Engin Evin sen çok yaşa!
Aklımda kalanlar
Lütfi Özgünaydın, şair Enver Gökçe’nin kitabını hazırlıyormuş. Bakalım TÜYAP İstanbul Fuarı’na yetiştirebilecek mi? Kitabın metinleri ve şiirleri Gökçe’nin memleketi Kemaliye’nin (Eğin) fotoğraflarıyla süslü, çok özel bir kitap olacakmış.
Kim ne okuyor?
◊ Türkan Şoray, Engin Geçtan’ın “İnsan Olmak” adlı eserini okuyor. Geçtan, 1932 İzmir doğumlu ve psikiyatrist. 2018’de de İstanbul’da vefat etmiş. “İnsan Olmak” kitabıysa tam bir başucu eseri.

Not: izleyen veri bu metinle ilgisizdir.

PR #23926, opened 2025-09-18
fix(audio): stop exitAudio on modal close during livekit negotiation

guiiBecker:
### What does this PR do?

This PR fixes the emission of exitAudio when the user closes the negotiation modal, which only occurs when the audio bridge in use is LiveKit

### How to test

In custom parameters, set: userdata-bbb_skip_check_audio=false
Start a call using the LiveKit audio bridge
During modal negotiation, click multiple times outside of the modal to close it.
#### Expected
exitAudio should not be executed

### DIFF
--- a/bigbluebutton-html5/imports/ui/components/audio/audio-modal/service.js
+++ b/bigbluebutton-html5/imports/ui/components/audio/audio-modal/service.js
@@ -27,7 +27,7 @@ export const joinMicrophone = (options = {}) => {
   });
 
   return call.then(() => {
-    document.dispatchEvent(new Event("CLOSE_MODAL_AUDIO"));
+    document.dispatchEvent(new Event('CLOSE_MODAL_AUDIO'));
   }).catch((error) => {
     throw error;
   });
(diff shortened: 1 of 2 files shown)


bigbluebutton-html5/imports/ui/components/audio/audio-modal/service.js
```diff
@@ -58,12 +58,15 @@ export const leaveEchoTest = () => {
 };
 
 export const closeModal = (callback) => {
+  // eslint-disable-next-line max-len
   const ALLOW_AUDIO_JOIN_CANCEL = window.meetingClientSettings.public.media.audio.allowAudioJoinCancel;
 
   if (Service.isConnecting()) {
     if (!ALLOW_AUDIO_JOIN_CANCEL) return;
```
prlanzarin, line 66:
```suggestion
// The LiveKit audio join flow succeeds or fails independently.
// There's no option to cancel it.
// Avoid calling forceExitAudio to prevent an extraneous exit sound.
```

prlanzarin (commented):
Overall seems good. Just added an inline comment suggestion
to explain why that `if` block exists.

prlanzarin (approved):

PR #23931, opened 2025-09-18
feat: New styling for custom chat messages and permission for editing custom plugin messages

GuiLeme:
### What does this PR do?

- Changes styling of custom messaging to be more like a "notification";
- Inserts Auditable footer containing timestamp, authoring, and the Plugin that sent the message;
- Prevent user from editing the message if that is a custom message;
- Added new `serverCommand` directive in the `manifest.json` to control role-based permission to use them (for now, only chat server commands have those);
- Added a new guideline section for `dom-element-manipulation` in the plugin documentation;

### How to test

To test it, one can use the `sample-dom-element-manipulation` plugin with the following changes:

```ts
useEffect(() => {
    if (response.data) {
      const idsToApply = response.data.filter(
        (message) => JSON.parse(message.messageMetadata)?.pluginCustomMetadata === 'abc',
      ).map((message) => message.messageId);
      setChatIdsToApplyHighlights(idsToApply);

      pluginApi.setActionButtonDropdownItems([
        new ActionButtonDropdownSeparator({
          dataTest: 'actionDropdownSeparatorPlugin',
        }),
        new ActionButtonDropdownOption({
          label: 'Send custom message',
          icon: 'copy',
          tooltip: 'this is a button injected by plugin',
          allowed: true,
          onClick: () => {
            pluginApi.serverCommands.chat.sendCustomPublicChatMessage({
              textMessageInMarkdownFormat: 'Lorem ipsum dolor sit amet, consectetur adipiscing elit. Cras dictum imperdiet interdum. Duis porttitor pharetra feugiat. Duis eget condimentum nunc. Cras sed odio dignissim, ornare elit a, tempus nisl.',
              pluginCustomMetadata: 'abc',
            });
          },
        }),
        new ActionButtonDropdownOption({
          label: 'Send common message',
          icon: 'copy',
          tooltip: 'this is a button injected by plugin',
          allowed: true,
          onClick: () => {
            pluginApi.serverCommands.chat.sendPublicChatMessage({
              textMessageInMarkdownFormat: 'Lorem ipsum dolor sit amet, consectetur adipiscing elit.',
            });
          },
        }),
      ]);
    }
  }, [response]);

  const chatMessagesDomElements = pluginApi.useChatMessageDomElements(chatIdsToApplyHighlights);

  chatMessagesDomElements?.forEach((chatMessageDomElement) => {
    // eslint-disable-next-line no-param-reassign
    chatMessageDomElement.innerText = response?.data?.filter(
      (message) => message.messageId === chatMessageDomElement.getAttribute('data-chat-message-id'),
    )[0]?.message;
  });
```

### More

See demo, below:

https://github.com/user-attachments/assets/2e39a586-e7e8-4fe6-847a-4476b5291e8f


JoVictorNunes (approved):

kepstin:
Looks good to me. I would recommend simplifying the text of the footer message a bit, perhaps something like

| _User Name - SomePluginName plugin - 12:57_

so that it's more likely to fit on one line.

docs/docs/plugins.md
```diff
@@ -1213,6 +1246,31 @@ Where `<meeting-id>` is the id of the the meeting you just recorded. Then, among
...
+
+- Whenever possible, manipulate elements using the hooks provided by [dom-element-manipulation](#dom-element-manipulation);
+- If the functionality you need is not available, create an issue in the [SDK repository](https://github.com/bigbluebutton/bigbluebutton-html-plugin-sdk) or check if one of the [extensible areas](#extensible-ui-areas) can meet your needs;
+- **Never edit chat message contents directly** (even with DOM manipulation). Currently, the playback from the recordings portion of BBB does not support plugins or extensions. Any changes made to live chat messages (such as adding or removing words) will not be reflected in the recording, leading to inconsistencies and potential accountability issues.
+
+To emphasize: Do not alter the text content of chat messages. Doing so can cause severe reliability and accountability problems.
+
+Instead, the hook provided can do things such as changing the style for emphasizing certain word(s), create a completely different way of rendering the messages for a "notification" message in the chat (One can try to copy the style of the "change presenter" message).
```
kepstin: Another thing that can be done with custom chat messages is display both the message text and some additional custom-rendered UI elements..

akka-bbb-apps/src/main/scala/org/bigbluebutton/core/apps/groupchats/EditGroupChatMessageReqMsgHdlr.scala
```diff
@@ -52,18 +64,24 @@ trait EditGroupChatMessageReqMsgHdlr extends HandlerHelpers {
           val chatIsPrivate = groupChat.access == GroupChatAccess.PRIVATE
           val userIsAParticipant = groupChat.users.exists(u => u.id == user.intId)
           val userIsOwner = gcMessage.sender.id == user.intId
+          val isCustomPluginMessage = getIsCustomPluginMessage(gcMessage)
+
+          val allowEditing = userIsOwner && !isCustomPluginMessage
```
gustavotrott: I believe custom messages should be editable. 

What I'm against is allowing editing through the chat text area. Because plugin custom messages content can be structured in ways that don’t display properly in a plain textarea, editing should be done by the plugin itself, since it knows how to interpret and modify its own data.

gustavotrott:
image

In my opinion it's not necessary to show the footer for standard messages. As the user name is already present in the header.

akka-bbb-apps/src/main/scala/org/bigbluebutton/core/models/Plugins.scala
```diff
@@ -319,6 +331,22 @@ object PluginModel {
...
+
+  object ServerCommands {
+    def getPluginPermissionForCustomMessage(plugin: PluginManifestContent): Option[List[String]] = for {
+      serverCommands <- plugin.serverCommand
+      chatCommands <- serverCommands.chat
+      customCommand <- chatCommands.sendCustomPublicChatMessage
+      roles <- customCommand.allowedRoles
+    } yield roles
+
+    def getPluginPermissionForCommonMessage(plugin: PluginManifestContent): Option[List[String]] = for {
```
gustavotrott: A small suggestion: I think 'commonMessage' sounds like a shared utility. 'standardMessage' might be a better name to contrast with 'customMessage'.

docs/docs/plugins.md
```diff
@@ -205,6 +205,18 @@ Here is as complete `manifest.json` example with all possible configurations:
...
+      "sendPublicChatMessage": {
+        "allowedRoles": [
+          "all"
+        ]
+      },
+      "sendCustomPublicChatMessage": {
+        "allowedRoles": ["presenter", "moderator"] // "moderator","presenter", "all", "viewer"
+      }
+    }
+  }
```
gustavotrott: I don’t think `sendPublicChatMessage` requires permissions.
The goal is to restrict Custom Messages, those are the ones that could cause issues.
Public messages seem fine to send, since they can also be sent without relying on any plugin.

gustavotrott: I suggest to simplify it:

```json
"serverCommandsPermission": {
  "chat.sendCustomPublicChatMessage": ["presenter","moderator"] // "moderator","presenter", "all"
}
```

akka-bbb-apps/src/main/scala/org/bigbluebutton/core/apps/groupchats/EditGroupChatMessageReqMsgHdlr.scala
GuiLeme: Agreed! But for now, we don't have a proper way of editing the message via plugin (perhaps that should be done via server-command like `chatMessage.editGroupChatMessage`).

That could be done in this PR, but personally, I believe a new PR would be better not only because it would delay the merge of this one, but also it would be much more organized (since it requires changes in the SDK). What are your thoughts on this?

akka-bbb-apps/src/main/scala/org/bigbluebutton/core/models/Plugins.scala
GuiLeme: Sounds good! If there are still other common messages references after removing its permissions (suggested in the following comment), I will change it to standard message.

docs/docs/plugins.md
GuiLeme: Agreed. This way, we'll decrease the load of processing in akka

docs/docs/plugins.md
GuiLeme: Added this comment into the docs

akka-bbb-apps/src/main/scala/org/bigbluebutton/core/apps/groupchats/EditGroupChatMessageReqMsgHdlr.scala
GuiLeme: As talked privately, we decided to only prevent user from editing custom plugin message in the front-end. This validation will not happen in the back-end.

gustavotrott (approved):
Well done!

◊ Filiz Akın, Alper Bilgili’nin “Bilim Susunca-Bilim Toplum Üzerine Yazılar”ını okuyor. Bilgili, kitapta bilimin toplum, dinler ve ideolojiler ile ilişkisini geçmişten ve günümüzden örneklerle ortaya koyuyor. Okuru alışılmış kalıpların dışında keyifli ve doyurucu bir okumaya davet ediyor.
◊ Hülya Koçyiğit, Prens Harry’nin anı kitabı “Spare”i okuyor. Şimdiden 2023’ün en önemli kitapları arasında gösterilen kitap, Mundi Kitap etiketiyle sonbaharda ülkemizde de yayımlanacak. “Spare”, annesini kaybetmeden önce “kaygısız” biri olarak bilinen ve daha çok “yedek plan” olarak görülen Prens Harry’nin değişen kaderini anlatıyor.

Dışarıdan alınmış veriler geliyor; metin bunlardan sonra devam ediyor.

PR #23938, opened 2025-09-21
[3.0.x] Add softer CJK fonts for the tldraw-draw font

### LINKED ISSUE #23898: [3.0.x] Add a funnier font for Asian languages
**Describe the bug**
Tldraw uses four fonts for text typing, namely 'draw', 'sans', 'serif', and 'mono', which look in general funny (relaxed), strong (like Arial or Helvetica), sharp (like Century or Times), and monotonous (like Courier), respectively.

In Asian locales like Japanese, however, the draw font is quite similar (if not the same) to the sans font. Asian users may want a funnier style for the 'draw' font.

**To Reproduce**
1. Type Japanese letter on the whiteboard
2. Toggle the font between 'draw' (on the left, used as var(-tl-font-draw)) and 'sans' (the second left, used as var(--tl-font-sans)). 
3. Maybe try other Asian languages (I have not done yet).

**Expected behavior**
Japanese text should look as funny as alphabetical text when the draw font is used.

**Actual behavior**
The font styles are same between draw and sans for Japanese text.

**Screenshots**

Image

**BBB version:**
The latest 3.0.14 or earlier.
If I remember correctly, this problem is once addressed in the older version (only one font was implemented at that time), but still insufficient.

**Additional context**
I vote for Kosugi-Maru font from Google.
https://fonts.google.com/specimen/Kosugi+Maru
We can replace only the Japanese fonts by specifying the unicode-range, for example in public/stylesheets/fonts.css:
```
@font-face {
  font-family: 'KosugiMaruSubset';
  font-style: normal;
  font-weight: 400;
  src: url('/html5client/fonts/KosugiMaru/KosugiMaru-Regular.woff2') format('woff2');
  unicode-range:
    U+3000-303F,  /* symbols */
    U+3040-309F,  /* Hiragana */
    U+30A0-30FF,  /* Katakana */
    U+4E00-9FFF;  /* Kanji */
}
```
And then something like:
```
  .tl-text-shape__wrapper[data-font='draw'] {
    font-family: 'tldraw_draw', 'KosugiMaruSubset', sans-serif;
  }

```

hiroshisuga:
### What does this PR do?
Add Han Rounded fonts for showing the tldraw-draw font (usually the default) to give a softer (funnier) impression to users.

### Closes Issue(s)

Closes #23898 

### Motivation
Currently BBB (and tldraw) does not have a specific font for the tldraw-draw font, which is the default unless users specifically set. As a result, Asian (Japan, Korea, China, Taiwan) users do not see any difference between the tldraw-draw font (on the left button) and tldraw-sans (on the second left button). BBB simply uses the fall-back font from the system. Since the tldraw-draw font have a softer (funnier) impression (BTW not my favorite;-), we may want to assign a font that has the same impression.

### How to test
- set 'whiteboard - styles - CJKdrawFontLocale' in /etc/bigbluebutton/bbb-htm5.yml one of 'JA', 'KR', 'TW', 'CN' (the order decided like this because JA and KR and TW share similar font impression). If it's not set, BBB uses the fall-back font from the system.
- draw text and change the font style.

### More

JA, KR, TW, and CN share a bunch of unicode numbers, yet their font impressions are slightly different to each other. This gives a strange feeling to CJK users when the locale is set differently from what they usually use. So I decided to let the users to choose the priority locale at the setting, with other locales used for fall-backs (this makes the user experience much better when the usr uses a text with mixed CJK locales.

1. Current implementation - the tldraw-draw font gives a softer impression for alphabet but CJK letters not. Korean letters are italic by whatever reason.

2. Current implementation - the tldraw-sans font is the same as tldraw-draw font for CJK letters

3. WIth this PR, locale set 'JA'

4. With this PR, locale set 'CN'. You may see a slight difference from 3. This difference is actually very important for CJK users.

The fonts are downloaded from https://github.com/CyanoHao/Resource-Han-Rounded/releases, converted to woff2 format. The license is https://github.com/CyanoHao/Resource-Han-Rounded/blob/master/LICENSE.md, which looks fine to me but not 100% sure.


kepstin:
A couple notes regarding recordings:
* The same font updates need to be applied to the player for "presentation" format recordings: https://github.com/bigbluebutton/bbb-playback/
* The fonts used by the "video" recording format are handled separately in the https://github.com/bigbluebutton/bbb-presentation-video repository. They are currently out of date; the fonts being used match the whiteboard from BBB 2.7 but the fonts were updated in BBB 3.0, so that has to also be fixed. (There are also some issues with font size mismatch)
* There is currently no mechanism to pass a locale from the meeting through to recording processing, so there is no way to ensure the correct language specific glyph is selected for unified han characters.

PR #23945, opened 2025-09-22
fix(chat-message): minor chat fixes

AtilaU19:
### What does this PR do?
Two minor fixes in chat.
- allows 3 lines in chat from message before scrolls.
- removes the break-word style to avoid bad design in minor screens.

### Closes Issue(s)
Closes None

### More
[Screencast from 22-09-2025 10:12:41.webm](https://github.com/user-attachments/assets/8c6fb83f-23ad-441c-b4d5-cd943443ac67)

### DIFF
--- a/bigbluebutton-html5/imports/ui/components/chat/chat-graphql/chat-message-form/component.tsx
+++ b/bigbluebutton-html5/imports/ui/components/chat/chat-graphql/chat-message-form/component.tsx
@@ -646,6 +646,7 @@ const ChatMessageForm: React.FC<ChatMessageFormProps> = ({
                   },
                 }));
               }}
+              maxRows={5}
               onChange={handleMessageChange}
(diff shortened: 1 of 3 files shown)


Arthurk12 (commented):
Overall, this looks good.  

Regarding the notification messages:  
Long messages are currently cropped with no indication that the text continues (see screenshot).  

It would be better to add `text-overflow: ellipsis;` so that three dots are automatically shown at the end of the text when it doesn't fit the container.  

Screenshot from 2025-09-23 17-39-22

Arthurk12 (approved):
Sorry, I was looking at the wrong UI part. This PR doesn't change the chat notification toast.
The notification issue reported earlier should be addressed in another PR.

lfzawacki:
We have a new design for this so I'll close this one to avoid confusion

PR #23946, opened 2025-09-22
fix(whiteboard): Remove duplicate annotation subscription

JoVictorNunes:
### What does this PR do?

Removes `pres_annotation_curr_stream` usage from the client. It was only being used to know when to restore (in case it is minimized) the presentation (which occurs when new annotations are added). It uses `pres_annotation_history_curr_stream` for this purpose instead.

[Screencast from 2025-09-22 15-29-13.webm](https://github.com/user-attachments/assets/13802551-0a3f-4a77-9334-45650fcd8dce)

### Closes Issue(s)

Closes none

### Motivation

See that there are two subscriptions receiving pretty much the same data:

https://github.com/user-attachments/assets/d8913689-7237-4713-b2ee-9ca169277599

### How to test

You can basically monitor the graphql websocket and see if there are just one subscription receiving annotation data. All whiteboard features must remain intact.


Tainan404 (approved):
LGTM

gabriellpr (approved):

Issue #23863, opened 2025-09-09
test: Playback recording


antonbsa:
**Describe the test scenario, be specific**
Test suite for playback recording

**Test cases:**

## Presentation format
- Generate a valid and accessible playback recording link
- Dark/Light mode
- Swap content
- Play/Pause
- Seek forward/back
- Toggle chat/notes
- Features saved
  - Slides
  - chat
  - audio
  - desktop sharing
  - whiteboard events
  - shared notes
  - captions
  - poll results
  - webcams

## Video format*
- Generate a valid and accessible playback recording link
- Chat messages 
- Video content
  - Slide change / whiteboard interaction
  - webcams display

**Additional context**
- should ensure proper recording generation;
- should create a single recording for each test access and perform its specific assertions

**More**
This is the initial purpose of the test specs for recording. Any additional coverage (bug, feature not listed, etc) can be commented down below

_*video format not enabled by default (only presentation based on [docs](https://docs.bigbluebutton.org/administration/customize/#install-additional-recording-processing-formats)). as there's no proper way to verify the formats enabled, the test should run only on CI, where we can enable them and install dependencies.

PR #23948, opened 2025-09-22
tests: Add recording tests for video format

antonbsa:
### What does this PR do?
Adds test suites for the video format of recording:

- `Generate a valid and accessible video playback recording link`
- `Video file accessible via /video-0` 
- `Display chat messages`

It also addresses:

- global validation of the newly added tag `@ci-only`
- the meeting used for recording generation is now at a higher level, enabling the use of the same recording for both presentation and video format tests

### More
CI steps added are required to enable the video format playback, based on the docs [here](https://docs.bigbluebutton.org/administration/customize/#install-additional-recording-processing-formats) 

### Motivation
Partial work of #23863

### How to test

`npm test recording -- --project chromium --workers 1 -g "video format"`

_*it requires the video format enabled in the testing environment. following the same CI steps should work_


antobinary:
Postponing to BBB 3.1 after an internal conversation with @antonbsa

◊ Hale Soygazi, Ercan Kesal’in “Cebimdeki Ekmek Kırıntıları” adlı kitabını okuyor. Yenal Bilgici sordu, Ercan Kesal yanıtladı. “Cebimdeki Ekmek Kırıntıları” eve dönmek için bir rehber, bir yoldaş... Sayısız kitap ve film eşliğinde insana dair de bir yolculuk.
Tek başına dev kadro gibi
Gazeteci arkadaşım Gülay Fırat aradı, “Sayım seninle yazar ajanlığı üzerine konuşalım istiyorum, ne dersin” diye sordu.
Meğer Gülay da modaya uyup son 7-8 aydır aktif olarak YouTube kanalı “gulayfirat” için özel çekimler yapıyormuş.
Gülay Fırat’ı 20 yıldır tanıyorum, biliyorum.
Bu yüzden onun bu teklifini geri çevirmedim. Evime geldi, kütüphane odamda güzel bir çekim yaptık. Gördüğüm kadarıyla Gülay Fırat, tek başına dev kadro gibi çalışıyor...
Röportaj yapıyor, çekiyor, video hazırlıyor.
Videolarda kullandığı müzik seçimlerini sevdim. Tüm bu tempo arasında resim çalışmalarını ve yazarlık serüvenini de sürdürüyor.
O halde, “gulayfirat” YouTube kanalına bakmaya ne dersiniz, iyi seyirler.
Yeni çıkanlar
◊ VakıfBank Kültür Yayınları (VBKY), tarih dizisinden yeni bir eser yayımladı. İsmail Hakkı Yılmaz’ın çevirisiyle Türkçeye kazandırılan ve alanında uzman araştırmacıların makalelerinden oluşan “İslam Tarihi: Yeni Bir Yorum”, tarihsel analiz ve teorik düşünceyi harmanlayarak İslam’ın toplumsal dönüşümdeki yerini, dünya tarihi gibi geniş bir perspektif içinden ve farklı disiplinlerden beslenerek ele alıyor.
◊ Mart ayında Lacivert Kitaplar dizisinde “Freud’un Yası” kitabına yer veren Ayrıntı Yayınları, Sigmund Freud’un erken dönemde yaşadığı kayıplarla ilgili bir çalışmayı okuyucuyla buluşturuyor. Freud’un yasını tutamamasının yas teorilerini nasıl şekillendirdiğini inceleyen Madelon Sprengnether, aynı zamanda feminist bir psikanalitik eleştirmenidir. Lacivert Kitaplar dizisinden çıkan kitap, Melih Pekdemir çevirisiyle okurun ilgisine sunuldu.
◊ İrlanda’nın güçlü isimlerinden Dermot Healy, zaman ve mekânda ileri geri hareket ederek marangoz Ollie’nin dramatik hikâyesini adalet, ırkçılık, ruhsal bozukluk ve sınıfsal ayrım temaları üzerinden anlatıyor. “Beklenmedik
Anlar”, Profil Kitap tarafından yayımlandı. Mazi, Ollie’nin ayağına takılmıştır. Kitap, bunun hikayesini anlatıyor.